Kody Green, left, Grayson Escobar, 1, Sammy Escobar, 8, and Luci Padilla, 10, check out the vault of the Beekman Bank during a tour in Jacksonville. [Mail Tribune / File Photo]

Vault in jeopardy?

JACKSONVILLE — An increasing rate of interest is being paid to the 154-year-old Beekman Bank after its vault appeared to shift in the last year.

Medford historian Ben Truwe says old pictures indicate the vault had less of a lean and the surrounding wall had less cracking than they do now. The far left corner of the walk-in vault, where one of two safes inside the building reside, slumps lower than its three counterpart corners.

Truwe and Jacksonville historian Larry Smith inspected the vault Tuesday, armed with a level and accompanied by Carolyn Kingsnorth, president of Historic Jacksonville Inc., and Jacksonville city Buildings Superintendent Tom Glover.

"When I look at pictures at home, the wooden frame along the doorway lines up with the stones. When I look in person, they don't line up the same anymore," Truwe says, placing his level on one of the shelves in the vault.

The bank is the oldest wooden building in town and was built in 1863 by Cornelius Beekman, who began buying gold in Jacksonville in 1856. More than $10 million in gold crossed over the bank's counter until it closed in 1912. Remaining "gold pokes" are still on site, unclaimed by their depositors.

Beekman, who died in 1915, directed that the bank become a museum in his will. His son, Ben, turned it over to the Oregon Historical Society, which later gave it to the Southern Oregon Historical Society.

The society gave it to Jackson County but retained ownership of the artifacts.
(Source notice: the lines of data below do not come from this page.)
PR #2223, opened 2020-11-24
Clean up and deprecate passing bools to expect_error option to cocotb.test

### LINKED ISSUE #2117: Cleanup @cocotb.test(expect_error=True)
#2107 revealed how `expect_error=True` can mask a problem, because any `Exception` raised by the test will mark it as PASS.

This test passes even though the wrong error is causing the failure:

https://github.com/cocotb/cocotb/blob/89e7bd77b1e9ceb3172b4659e267bc4c42217a0f/tests/test_cases/test_discovery/test_discovery.py#L101-L106

These tests should be cleaned up to use `assert_raises` style or provide the expected `Exception` type.

ktbarrett:
Closes #2117. Cleans up all usages of `expect_error=True` option in the test and also adds a `DeprecationWarning` for it's use.

### DIFF
--- a/cocotb/decorators.py
+++ b/cocotb/decorators.py
@@ -510,9 +510,8 @@ class test(coroutine, metaclass=_decorator_helper):
         expect_fail (bool, optional):
             Don't mark the result as a failure if the test fails.
 
-        expect_error (bool or exception type or tuple of exception types, optional):
-            If ``True``, consider this test passing if it raises *any* :class:`Exception`, and failing if it does not.
-            If given an exception type or tuple of exception types, catching *only* a listed exception type is considered passing.
+        expect_error (exception type or tuple of exception types, optional):
+            Mark the result as a pass only if one of the exception types is raised in the test.
             This is primarily for cocotb internal regression use for when a simulator error is expected.
 
             Users are encouraged to use the following idiom instead::
@@ -529,6 +528,10 @@ class test(coroutine, metaclass=_decorator_helper):
             .. versionchanged:: 1.3
                 Specific exception types can be expected
 
+            .. deprecated:: 1.5
+                Passing a :class:`bool` value is now deprecated.
+                Pass a specific :class:`Exception` or a tuple of Exceptions instead.
+
         skip (bool, optional):
             Don't execute this test as part of the regression. Test can still be run
             manually by setting :make:var:`TESTCASE`.
@@ -540,7 +543,7 @@ class test(coroutine, metaclass=_decorator_helper):
     _id_count = 0  # used by the RegressionManager to sort tests in definition order
 
     def __init__(self, f, timeout_time=None, timeout_unit="step",
-                 expect_fail=False, expect_error=False,
+                 expect_fail=False, expect_error=(),
                  skip=False, stage=None):
 
         if timeout_unit is None:
@@ -571,6 +574,11 @@ class test(coroutine, metaclass=_decorator_helper):
         self.timeout_time = timeout_time
         self.timeout_unit = timeout_unit
         self.expect_fail = expect_fail
+        if isinstance(expect_error, bool):
+            warnings.warn(
+                "Passing bool values to `except_error` option of `cocotb.test` is deprecated. "
+                "Pass a specific Exception type instead",
+                DeprecationWarning, stacklevel=2)
         if expect_error is True:
             expect_error = (Exception,)
         elif expect_error is False:
--- a/tests/test_cases/test_cocotb/test_generator_coroutines.py
+++ b/tests/test_cases/test_cocotb/test_generator_coroutines.py
@@ -6,7 +6,7 @@ Tests that specifically test generator-based coroutines
 """
 import cocotb
 from cocotb.triggers import Timer
-from common import clock_gen, _check_traceback
+from common import clock_gen, _check_traceback, assert_raises
 import textwrap
 
 
@@ -91,23 +91,24 @@ def test_yield_list(dut):
 
 
 @cocotb.coroutine
-def syntax_error():
+def erroring_coro():
     yield Timer(100)
     fail  # noqa
 
 
-@cocotb.test(expect_error=True)
-def test_coroutine_syntax_error(dut):
-    """Syntax error in a coroutine that we yield"""
+@cocotb.test()
+def test_coroutine_error(dut):
+    """Error in a coroutine that we yield"""
     yield clock_gen(dut.clk)
-    yield syntax_error()
+    with assert_raises(NameError):
+        yield erroring_coro()
 
 
-@cocotb.test(expect_error=True)
-def test_fork_syntax_error(dut):
-    """Syntax error in a coroutine that we fork"""
+@cocotb.test(expect_error=NameError)
+def test_fork_error(dut):
+    """Error in a coroutine that we fork"""
     yield clock_gen(dut.clk)
-    cocotb.fork(syntax_error())
+    cocotb.fork(erroring_coro())
     yield clock_gen(dut.clk)
 
 
--- a/tests/test_cases/test_discovery/test_discovery.py
+++ b/tests/test_cases/test_discovery/test_discovery.py
@@ -68,7 +68,7 @@ async def discover_module_values(dut):
         raise TestFailure("Expected to discover things in the DUT")
 
 
-@cocotb.test(expect_error=True)
+@cocotb.test(expect_error=AttributeError)
 async def discover_value_not_in_dut(dut):
     """Try and get a value from the DUT that is not there"""
     fake_signal = dut.fake_signal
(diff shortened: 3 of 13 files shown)


cocotb/decorators.py
```diff
@@ -525,6 +525,9 @@ async def my_test(dut):
 
             .. versionchanged:: 1.3
                 Specific exception types can be expected
+
+            .. versionchanged:: 1.5
+                Giving ``True`` as an argument has been deprecated, use a specific Python Exception instead.
```
eric-wieser, line 530:
```suggestion
            .. deprecated:: 1.5
                Passing ``True`` is now deprecated, use a specific Python Exception instead.
```

cocotb/decorators.py
```diff
@@ -567,6 +570,8 @@ async def f(*args, **kwargs):
         self.timeout_unit = timeout_unit
         self.expect_fail = expect_fail
         if expect_error is True:
+            warnings.warn(
+                "`except_error=True` option to `cocotb.test` has been deprecated, specify an expected Python Exception instead")
```
eric-wieser, line 574:
```suggestion
                "`except_error=True` option to `cocotb.test` has been deprecated, specify an expected Python Exception instead",
                DeprecationWarning, stacklevel=2)
```

tests/test_cases/test_cocotb/test_generator_coroutines.py
```diff
@@ -96,14 +96,14 @@ def syntax_error():
     fail  # noqa
 
 
-@cocotb.test(expect_error=True)
+@cocotb.test(expect_error=NameError)
 def test_coroutine_syntax_error(dut):
     """Syntax error in a coroutine that we yield"""
     yield clock_gen(dut.clk)
```
eric-wieser, line 102: This one can be tested with `assert_raises`. Might also want to replace `syntax_error` with `name_error`.

cocotb/decorators.py
```diff
@@ -567,6 +570,8 @@ async def f(*args, **kwargs):
...
             expect_error = (Exception,)
         elif expect_error is False:
             expect_error = ()
```
eric-wieser, line 577: Should we deprecate `False` too?

cocotb/decorators.py
cmarqu, line 574:
```suggestion
                "`expect_error=True` option to `cocotb.test` has been deprecated, specify an expected Python Exception instead")
```
Nobody excepts the Spanish Expection!

cocotb/decorators.py
ktbarrett: It's currently used for spelling `expect_error=Exception if cond else False`. We could deprecate `False`, and replace it with `None`? So instead of `Union[bool, Exception]` it's `Optional[Exception]`, which is a more common interface type.

eric-wieser: We already allow `Exception if cond else ()`, which is shorter than `False`. `None` would be ok, but given the choice between `Union[Exception, Tuple[Exception], None]` and `Union[Exception, Tuple[Exception]]`, I'd lean towards the shorter choice.

cocotb/decorators.py
```diff
@@ -567,6 +570,9 @@ async def f(*args, **kwargs):
         self.timeout_unit = timeout_unit
         self.expect_fail = expect_fail
         if expect_error is True:
+            warnings.warn(
+                "Passing `expect_error=True` to `cocotb.test` is deprecated, specify a specific Exception type instead",
```
eric-wieser, line 574:
```suggestion
                "Passing `expect_error=True` to `cocotb.test` is deprecated, pass a specific Exception type instead",
```
Using "specific" twice here is odd.

cocotb/decorators.py
ktbarrett: I replaced all instances of `expect_error=False` and updated the default value and docstring.

cocotb/decorators.py
```diff
@@ -507,7 +507,7 @@ class test(coroutine, metaclass=_decorator_helper):
                 Using None as the the *timeout_unit* argument is deprecated, use ``'step'`` instead.
          expect_fail (bool, optional):
             Don't mark the result as a failure if the test fails.
-        expect_error (bool or exception type or tuple of exception types, optional):
+        expect_error (exception type or tuple of exception types, optional):
             If ``True``, consider this test passing if it raises *any* :class:`Exception`, and failing if it does not.
             If given an exception type or tuple of exception types, catching *only* a listed exception type is considered passing.
             This is primarily for cocotb internal regression use for when a simulator error is expected.
```
garmin-mjames, line 513:
```suggestion
        expect_error (exception type or tuple of exception types, optional):
            Mark the result as a pass only if one of the exception types is raised in the test.
            This is primarily for cocotb internal regression use for when a simulator error is expected.
```

garmin-mjames:
`test_readwrite_in_readonly` raises `TriggerException` in Riviera Verilog. VHDL is skipped, citing #1245, but I don't understand why it should be skipped.

tests/test_cases/test_cocotb/test_generator_coroutines.py
ktbarrett: I fixed this instance, unfortunately other instances that could otherwise be fixed are abuse the test end behavior of `cocotb.fork` and can't be caught; or aren't in `test_cocotb` and don't have access to `assert_raises`.

ktbarrett:
@garmin-mjames Probably because it causes a hard crash (or did at one point). There was another simulator that did that, but I don't remember which. We should be catching before we call into the simulator. I think Riviera is actually the only one with good behavior if what you said is the case.

ktbarrett:
@garmin-mjames I see why now. It has the same issue as Questa does. The test passes when it shouldn't. Passing isn't expected, we have broken behavior. Should we mark the test to pass anyways? I will rewrite that tests once I add in support for catching `ReadWrite` in `ReadOnly`.

garmin-mjames:
@ktbarrett For VPI, it's explicitly an error:
> 38.36.2 Simulation time callbacks
> - Attempting to place a **cbReadWriteSynch** callback with a delay of zero at read-only synch time.

For VHPI, the _time_ value in the callback structure is ignored, and registering a **vhpiCbRepLastKnownDeltaCycle** callback looks to be valid. So Riviera's behavior is correct, and we should expect the test to pass with VHDL currently.

ktbarrett:
Has a deprecation newsfragment and test, updated for `readwrite_in_readonly` for our current understanding. Ready for final review.

tests/test_cases/test_discovery/test_discovery.py
```diff
@@ -67,7 +67,7 @@ async def discover_module_values(dut):
         raise TestFailure("Expected to discover things in the DUT")
 
 
-@cocotb.test(expect_error=True)
+@cocotb.test(expect_error=AttributeError)
 async def discover_value_not_in_dut(dut):
     """Try and get a value from the DUT that is not there"""
     fake_signal = dut.fake_signal
```
eric-wieser, line 73:
```suggestion
@cocotb.test()
async def discover_value_not_in_dut(dut):
    """Try and get a value from the DUT that is not there"""
    with assert_raises(AttributeError):
        fake_signal = dut.fake_signal
```

tests/test_cases/test_discovery/test_discovery.py
```diff
@@ -133,7 +133,7 @@ async def access_single_bit_erroneous(dut):
     dut.stream_in_data[bit] <= 1
```
eric-wieser, line 133:
```suggestion
    with assert_raises(IndexError):
        dut.stream_in_data[bit] <= 1
```

tests/test_cases/test_discovery/test_discovery.py
```diff
@@ -124,7 +124,7 @@ async def access_single_bit_assignment(dut):
                          dut.stream_out_data_comb.value.integer, (1 << 2)))
 
 
-@cocotb.test(expect_error=True)
+@cocotb.test(expect_error=IndexError)
```
eric-wieser, line 127:
```suggestion
@cocotb.test()
```

tests/test_cases/test_discovery/test_discovery.py
ktbarrett: `assert_raises` isn't available here. Should I copy-paste it?

ktbarrett:
@eric-wieser I am removing the previous commit.

tests/test_cases/test_discovery/test_discovery.py
eric-wieser: Yeah, I think doing that's fine.

eric-wieser (approved):
I guess we can always cleanup more `expect_error` -> `assert_raises` in another PR.

ktbarrett:
@eric-wieser Yeah I had posted the comment and commit at the same time you had posted yours. I think we should find a way to put code common to all tests in a single place anyways.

The building fell into city ownership in 2012.

Kingsnorth says a city engineer inspected the vault last year and decided it was "probably OK."

Truwe says Beekman, well into his 80s when he closed the bank, likely wouldn't have been able to use the safe if such settling had occurred at that time.

"There are cracks that are showing up and you can barely open the safe inside the vault because it's leaning so much that you really have to wrestle this door open," Truwe says.

"I don't believe that Beekman, at 80 years of age, was wrestling that door open every day."

Glover, who marvels at the condition of the bank overall, suggests it's not entirely unlikely.

"You've got to remember this guy went to Yreka two times a week on a mule," he quips.

"People were a lot tougher than they are today."

Glover says while the city is tasked with "keeping it dry" and ensuring any issues are addressed, funding is limited for additional inspections such as possible ground penetrating radar that could look for hollow spots under the bank.

Glover acknowledges concerns about old "glory holes," makeshift mines created by residents looking for gold during the Great Depression of the 1930s, but says digging beneath a bank seemed unlikely in any era.

"If someone was foolish enough to be digging under a vault, they had to have been a bank robber," Glover says.

Smith says the local library is rumored to have a map drawn in the 1970s based on the memories and photos of old-timers. A handful of glory holes, Smith says, have collapsed into the earth since the early 1980s.

"One fell in across the street against the mercantile building — took quite a few loads of granite to fill it up — and there was another near the Mexican restaurant when the whole street collapsed in, I think it was '84," Smith says.

"The one by the post office that collapsed, there had been a big mine where the parking lot is now."

Smith says Truwe's concerns alone are reason to inspect the vault further.

"If Ben Truwe is concerned about something, it's something we need to worry about," Smith says.

"The city doesn't seem to have too much concern, but remember this thing is heavy and putting a huge amount of weight on those rocks underneath. It's leaning a certain way and if it goes, it'll take the building next door down with it."

Having alerted at least one neighbor to the vault situation, Truwe remains unamused by the lack of concern.

"I guess I'm a horrible alarmist," he quips.

"What we have at this point are a lot of assumptions," he says. "But the hard data tells us that the vault is out of level now. It has likely occurred since the building presumably closed for good in 1915 when Beekman was gone, and that if the vault settles further or comes down, it's going to cause some serious issues."